What you should do. Write out, from the entries below, exactly the lines that run between the lines holding "Issue #2942, opened 2024-06-30" and "gcc c++14|contract example|6.1.0.0|", inclusive, and stop there.
········
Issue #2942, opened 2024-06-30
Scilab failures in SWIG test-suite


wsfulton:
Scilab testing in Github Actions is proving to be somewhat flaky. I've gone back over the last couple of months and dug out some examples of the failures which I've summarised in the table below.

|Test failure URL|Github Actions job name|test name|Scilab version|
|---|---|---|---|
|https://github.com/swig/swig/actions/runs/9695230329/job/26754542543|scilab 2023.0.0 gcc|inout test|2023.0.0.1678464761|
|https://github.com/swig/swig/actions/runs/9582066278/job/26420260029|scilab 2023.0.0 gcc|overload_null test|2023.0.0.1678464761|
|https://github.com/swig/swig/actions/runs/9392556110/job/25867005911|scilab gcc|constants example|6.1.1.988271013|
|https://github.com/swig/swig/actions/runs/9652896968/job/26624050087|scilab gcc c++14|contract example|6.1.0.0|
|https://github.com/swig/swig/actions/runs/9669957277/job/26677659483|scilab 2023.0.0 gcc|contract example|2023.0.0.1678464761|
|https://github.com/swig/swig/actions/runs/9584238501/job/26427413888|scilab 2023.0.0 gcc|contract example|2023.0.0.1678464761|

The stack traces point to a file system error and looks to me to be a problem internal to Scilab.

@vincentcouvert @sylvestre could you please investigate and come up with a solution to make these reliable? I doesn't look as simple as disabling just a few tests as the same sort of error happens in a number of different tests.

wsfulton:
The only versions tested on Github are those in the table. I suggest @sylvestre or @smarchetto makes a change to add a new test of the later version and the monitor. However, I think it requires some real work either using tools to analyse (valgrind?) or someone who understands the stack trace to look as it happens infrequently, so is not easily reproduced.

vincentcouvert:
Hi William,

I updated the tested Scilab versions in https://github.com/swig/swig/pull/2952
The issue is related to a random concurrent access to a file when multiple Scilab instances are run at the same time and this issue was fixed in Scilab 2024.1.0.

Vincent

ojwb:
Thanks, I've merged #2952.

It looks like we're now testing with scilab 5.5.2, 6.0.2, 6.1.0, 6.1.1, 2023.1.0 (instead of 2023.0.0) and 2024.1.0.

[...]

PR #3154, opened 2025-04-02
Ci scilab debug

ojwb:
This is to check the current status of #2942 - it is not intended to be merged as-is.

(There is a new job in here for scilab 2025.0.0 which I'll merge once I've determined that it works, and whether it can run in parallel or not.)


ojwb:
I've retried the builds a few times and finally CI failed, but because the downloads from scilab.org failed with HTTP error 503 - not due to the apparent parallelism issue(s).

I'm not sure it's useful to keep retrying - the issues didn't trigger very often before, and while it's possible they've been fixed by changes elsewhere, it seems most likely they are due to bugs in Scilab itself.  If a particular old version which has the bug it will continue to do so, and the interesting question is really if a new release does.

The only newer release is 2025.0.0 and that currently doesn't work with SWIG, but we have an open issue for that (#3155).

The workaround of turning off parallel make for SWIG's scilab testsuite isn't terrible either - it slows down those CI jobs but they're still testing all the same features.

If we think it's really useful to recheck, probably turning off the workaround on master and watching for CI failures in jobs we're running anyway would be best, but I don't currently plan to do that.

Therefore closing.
········
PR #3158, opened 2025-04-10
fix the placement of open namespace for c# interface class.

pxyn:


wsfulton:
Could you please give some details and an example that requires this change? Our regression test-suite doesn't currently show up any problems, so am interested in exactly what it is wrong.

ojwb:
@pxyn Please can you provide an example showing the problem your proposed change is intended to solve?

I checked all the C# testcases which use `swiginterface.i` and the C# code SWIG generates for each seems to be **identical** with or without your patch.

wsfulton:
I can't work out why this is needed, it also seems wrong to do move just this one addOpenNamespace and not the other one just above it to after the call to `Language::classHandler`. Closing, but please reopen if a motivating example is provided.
········
Answer.
Issue #2942, opened 2024-06-30
Scilab failures in SWIG test-suite


wsfulton:
Scilab testing in Github Actions is proving to be somewhat flaky. I've gone back over the last couple of months and dug out some examples of the failures which I've summarised in the table below.

|Test failure URL|Github Actions job name|test name|Scilab version|
|---|---|---|---|
|https://github.com/swig/swig/actions/runs/9695230329/job/26754542543|scilab 2023.0.0 gcc|inout test|2023.0.0.1678464761|
|https://github.com/swig/swig/actions/runs/9582066278/job/26420260029|scilab 2023.0.0 gcc|overload_null test|2023.0.0.1678464761|
|https://github.com/swig/swig/actions/runs/9392556110/job/25867005911|scilab gcc|constants example|6.1.1.988271013|
|https://github.com/swig/swig/actions/runs/9652896968/job/26624050087|scilab gcc c++14|contract example|6.1.0.0|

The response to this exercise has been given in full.